福祿無法,隻得扶著皇帝從殿後出門,皇帝也不坐轎輦,就這般扶著福祿的手,走在宮中的長街上。

夜風徐徐,吹亂了皇帝的鬢發,福祿在一旁看著,心間心疼萬分。陪了陛下一輩子,從總角至花甲,他從未見過皇帝如此頹敗的模樣。

一路行至太廟,皇帝伸手推開殿門,木門沉重的吱呀聲回蕩在空曠的大殿裡,殿裡頭長明燈長亮,大魏先皇們的牌位以及畫像,就靜靜的躺在太廟內。

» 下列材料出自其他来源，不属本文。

PR #14047, opened 2022-05-07
3,2,1 let's jam

cuackles:
For concistency, improvised shotgun now has a chance to not fire(will not spend the bullet), similar to the chance that the makeshift pistol has to jam, making the shotgun not a better version of something that requires tc and a lot of work to get

# Wiki Documentation

 add its chance to not fire to its wiki page if it has one
# Changelog

:cl:  
rscadd: Added a chance for the improvised shotgun to not fire 
/:cl:

### DIFF
--- a/code/modules/projectiles/guns/ballistic/shotgun.dm
+++ b/code/modules/projectiles/guns/ballistic/shotgun.dm
@@ -192,12 +192,12 @@
 	var/slung = FALSE
 	can_bayonet = TRUE //STOP WATCHING THIS FILTH MY FELLOW CARGONIAN,WE MUST DEFEND OURSELVES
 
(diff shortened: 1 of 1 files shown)


DylonBR:
why not buff the makeshiftov instead

KillerOrcaCora:
Today I will make an already bad item worse.

cuackles:
> why not buff the makeshiftov instead

good point, but i think its because the shotgun was more doable for me than buffing the gun, but also the change is barely noticable

cuackles:
> Today I will make an already bad item worse.

i will make bad item not direclty better than an item that cost some tc

KillerOrcaCora:
It is fine as is, was my point.

cuackles:
> It is fine as is, was my point.

assistans had it to good for to long

KillerOrcaCora:
Damn right, I cant argue with that.

Bibby0110 (approved):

皇帝環視一圈,目光落定在先皇的牌位前。皇帝望著父親的牌位,鬆開福祿的手,緩緩向前走去,每一步,都好似踩在刀刃上,叫他疼痛不止,皇帝最終在先皇牌位前站定。

皇帝疲憊且含著萬分淒涼的聲音,在空蕩蕩的大殿中響起:“父皇,兒臣這皇位,坐了三十五年。在我還是太子時,你便教導我,皇帝,當以造福蒼生為己任,不可徇私枉法,不可濫用皇權,不可叫大魏律法形同虛設,不可叫百姓人人自危!上行下效,朝正則國正!兒臣銘記你的教導,一生秉持!”

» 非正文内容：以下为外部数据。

PR #14048, opened 2022-05-07
Craftable tape

cuackles:

Lets you craft tape, this would make it so making the makeshift things like the makeshift gun easier and not need botany to do it, i consider it would be a bit less metagamy because asking a botanist for an item that as far as i know its only used in makeshift weapons can be extreamly suspicius, adding to that in a later pr i plan to add more uses for tape that are a bit less criminaly oriented

The recipe is 1 cloth and 5 u of caramel

# Changelog
:cl:  
rscadd: Added Tape recipe
/:cl:

### DIFF
--- a/code/datums/components/crafting/recipes.dm
+++ b/code/datums/components/crafting/recipes.dm
@@ -1007,3 +1007,11 @@
 	time = 10
 	category = CAT_WEAPONRY
 	subcategory = CAT_WEAPON
+
+/datum/crafting_recipe/tape
+	name = "tape"
+	reqs = list(/obj/item/stack/sheet/cloth = 1,
+				/datum/reagent/consumable/caramel = 5)
+	result = /obj/item/stack/tape
+	time = 10
+	category = CAT_MISC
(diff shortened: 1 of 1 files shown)


code/datums/components/crafting/recipes.dm
```diff
@@ -1007,3 +1007,11 @@
 	time = 10
 	category = CAT_WEAPONRY
 	subcategory = CAT_WEAPON
+
+/datum/crafting_recipe/tape
+	name = "tape"
+	reqs = list(/obj/item/stack/sheet/cloth = 1,
+				/datum/reagent/consumable/caramel = 5)
+	result = /obj/item/stack/tape
+	time = 10
```
Bibby0110: 1 SECONDS

Bibby0110 (dismissed):

code/datums/components/crafting/recipes.dm
cuackles: Done

JamieD1 (approved):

“王子犯法,與庶民同罪。兒臣從未因他們是我的兒子,而行包庇之舉!”

皇帝望著父親的牌位,指著自己的心口,淚落滿麵,雙唇顫抖不止:“您的教導,兒臣未曾忘記半句!老二被廢為庶人之時,百官叫好,百姓稱頌……您教會了兒臣該如何做一個好皇帝,可為何不再教教兒臣,該如何做一個父親?”

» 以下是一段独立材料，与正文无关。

PR #14444, opened 2022-06-14
Allows WT rifles to be made from the armory laithe. With research!

MajManatee:

Adds a new tech node behind advanced weapons research, called "Ballistic Weapons Production". Costs 7500 points and allows security to print WT Rifles from the armory laithe.

If you are adding new sprites to the game please add a picture of the sprite in its relative context, ie. Clothing on a mob.

# Wiki Documentation

Add rifle to list of things able to be made from the laithe

# Changelog

:cl:  
rscadd: New research for WT production. Adds to armory laithe.
/:cl:

### DIFF
--- a/code/modules/research/designs/weapon_designs.dm
+++ b/code/modules/research/designs/weapon_designs.dm
@@ -411,3 +411,13 @@
 	build_path = /obj/item/gun/ballistic/bow/energy
 	category = list("Weapons")
 	departmental_flags = DEPARTMENTAL_FLAG_SECURITY
+
+/datum/design/wtrifle
+	name = "WT-550 Automatic Rifle"
+	desc = "An outdated personal defence weapon. Uses 4.6x30mm rounds and is designated the WT-550 Automatic Rifle."
+	id = "wtrifle"
+	build_type = PROTOLATHE
+	materials = list(/datum/material/iron = 7500, /datum/material/glass = 1500, /datum/material/silver = 2500)
+	build_path = /obj/item/gun/ballistic/automatic/wt550
+	category = list("Weapons")
+	departmental_flags = DEPARTMENTAL_FLAG_ARMORY
--- a/code/modules/research/techweb/all_nodes.dm
+++ b/code/modules/research/techweb/all_nodes.dm
@@ -791,6 +791,15 @@
 	research_costs = list(TECHWEB_POINT_TYPE_GENERIC = 2500)
 	export_price = 5000
 
+/datum/techweb_node/ballistic_production
+	id = "ballistic_production"
+	display_name = "Ballistic Weapons Production"
+	description = "The first step to making your own militia."
+	prereq_ids = list("adv_weaponry")
+	design_ids = list("wtrifle")
+	research_costs = list(TECHWEB_POINT_TYPE_GENERIC = 7500)
+	export_price = 5000	
+
 ////////////////////////mech technology////////////////////////
 /datum/techweb_node/adv_mecha
 	id = "adv_mecha"
--- a/code/modules/research/techweb/layout.dm
+++ b/code/modules/research/techweb/layout.dm
@@ -534,3 +534,7 @@
 /datum/techweb_node/mech_xray
 	ui_x = -640
 	ui_y = -896
+
+/datum/techweb_node/ballistic_production
+	ui_x = -740
+	ui_y = -750


ynot01:
perhaps a different weapon

MajManatee:
I considered making some sort of M4 to give them instead, however I am a terrible spriter

Hopekz:
If anything I think this would make sense as something before advanced weapons since the self-charging e-gun outclasses this gun

Also, normal guns seem easier to make than self-charging energy rifles.

Marmio64:
Kind of goes against how security is supposed to need to work with cargo for stuff sometimes, like when they need more ballistic weaponry, but maybe it can still work out.

VaelophisNyx:
the mentality of "Sec needs to work with cargo" is one I have always questioned; why should sec have to work with a department prone to spontaneous revolution; or worse, why lock sec out of a way to deal with some threats because they didn't cross the quarter-of-a-station distance to cargo before the antags did and just obliterate sec's ability to source most weapons that aren't shotguns and the small offerings of the armory. I think this is a good solution, as a player, since it'd let sec have an answer to antags that become immune or massively resistant to lasers, without being reliant on the limited ammo capacity and damage potential of shotguns per-unit-cost. And by making them printable without making them armory starters, you prevent sec offs from just grabbing a WT rifle and field-executing people because it's faster. They also still have to source ammunition for it, either by crafting or hoping cargo isn't dead/rev'd.

TLDR
More options good, more sec ballistics good.

code/modules/research/designs/weapon_designs.dm
```diff
@@ -411,3 +411,13 @@
...
 	category = list("Weapons")
 	departmental_flags = DEPARTMENTAL_FLAG_SECURITY
+
+/datum/design/wtrifle
+	name = "WT-550 Automatic Rifle"
+	desc = "An outdated personal defence weapon. Uses 4.6x30mm rounds and is designated the WT-550 Automatic Rifle."
+	id = "wtrifle"
+	build_type = PROTOLATHE
+	materials = list(/datum/material/iron = 7500, /datum/material/glass = 1500, /datum/material/silver = 2500)
+	build_path = /obj/item/gun/ballistic/automatic/wt550
```
SomeguyManperson, line 421: This starts with ammo in it

SomeguyManperson:
> If anything I think this would make sense as something before advanced weapons since the self-charging e-gun outclasses this gun

This is wrong simply because ballistics can recharge faster than self-recharging energy guns by switching magazines while carrying a box of 7 spare magazines

SomeguyManperson:
ALso I don't like the idea of security running around dual wielding objectively better lasers (reloadable and AP) mid-lategame and/or not using it ever regardless because weapons are either completely nonlethal and usable in normal environments or have some fancy bullshit stats that make them the best weapon for x scenario i.e. xray laser or particle accelerator

TheRyeGuyWhoWillNowDie:
> ALso I don't like the idea of security running around dual wielding objectively better lasers (reloadable and AP) mid-lategame and/or not using it ever regardless because weapons are either completely nonlethal and usable in normal environments or have some fancy bullshit stats that make them the best weapon for x scenario i.e. xray laser or particle accelerator

calling them objectively better lasers is pretty misleading, security can print off a zillion infinitely self recharging laserguns with mindshield firing pins, autorifles do have some advantages like tactical reloads, but they also cant shoot through windows, and you have to carry magazines for them, magazines which require tech or cargo to get, and even with the tech can only be printed from the sec/armory prolathe, whereas even standard laserguns can be recharged in any department with the sec outpost wall charger

Hopekz:
> This is wrong simply because ballistics can recharge faster than self-recharging energy guns by switching magazines while carrying a box of 7 spare magazines

Never had this problem but I get the argument. 
The thing with printable self charging eGuns is that you can just print 2-3 of them and by the time you've used the 2nd or third one the first one will be recharged so I think it accomplishes the same thing in that argument making them more equal in that department.

Also, when do you ever need 7 magazines worth of damage in ss13 unless you're solo'ing a blob. Most situations in ss13 are covered by either 1 magazine or 2 at most (2nd Egun)

A full magazine in a rifle or charge of an eGun is a lot of damage

JamieD1:
Down to theos

gaminada:
I dislike this because as it has been said before, its easier to stack ammo clips than having to wait for lasers to charge + i dont enjoy stripping cargo even more from their role in the station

話至此處,皇帝已是疾痛慘怛,語氣裡帶著困惑,帶著責怪,更帶著無限的自責,聲聲悲戚:“我是皇帝,可我也是他們的爹爹。身為皇帝,王子犯法,不得不罰,可身為父親,我又如何忍心白發人送黑發人?我一生勤政,自認對得住黎民蒼生,對得住列祖列宗!可為何列祖列宗不肯護佑我的子嗣?為何要叫我一而再再而三的受這喪子之痛?”